Medication Errors Injure More than 1 Million People per Year

By Christina Orlovsky, senior staff writer

When the Institute of Medicine (IOM) released its landmark patient safety report To Err is Human in 1999, the health care community was awakened to the sobering statistics that as many as 98,000 people die each year in hospitals due to preventable medical errors. Since then, many health care and patient safety organizations have implemented numerous practices to improve safety and reduce mortality from errors in health care facilities. However, a new IOM report released this week shows that not enough has been done, particularly when it comes to medication errors and adverse drug events.

The report, Preventing Medication Errors, points out the staggering numbers associated with preventable drug-related injuries per year: 400,000 in hospitals—averaging more than one per day—800,000 in long-term care facilities and another 530,000 among Medicare patients in outpatient clinics. In all, the report’s authors estimate that at least 1.5 million people are harmed by errors involving prescription medications each year, adding that this is likely an underestimate.
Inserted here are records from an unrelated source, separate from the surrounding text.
PR #940, opened 2022-10-07
Explicitly set maxPayloadSizeBytes in gateway configuration.

devaskim:
It would be great to re-check if the others configuration parameters are present in *tb_gateway.yaml*


thingsboard_gateway/config/tb_gateway.yaml
```diff
@@ -7,6 +7,7 @@ thingsboard:
     enable: true
     statsSendPeriodInSeconds: 3600
     configuration: statistics.json
+  maxPayloadSizeBytes: 1000
```
samson0v, line 10: set to 1024

devaskim: Done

In the hospital setting alone, these adverse drug events account for at least $3.5 billion in extra medical costs, the IOM committee reported.

“The frequency of medication errors and preventable adverse drug events is cause for serious concern,” said committee co-chair Linda R. Cronenwett, Ph.D., RN, dean at professor in the school of nursing at the University of North Carolina, Chapel Hill. “We need a comprehensive approach to reducing these errors that involves not just health care organizations and federal agencies, but the industry and consumers as well.”

According to the IOM, medication errors include all mistakes involving prescription drugs, over-the-counter products, vitamins and dietary supplements. Errors run the gamut from prescription and administration mistakes to monitoring patient response.

Specific concerns raised by the IOM committee included problems with patient-provider communication, leading to a patient’s misunderstanding of a drug’s dosage and side effects, as well as a patient’s lack of awareness of what medications he or she is taking and what it is prescribed to treat.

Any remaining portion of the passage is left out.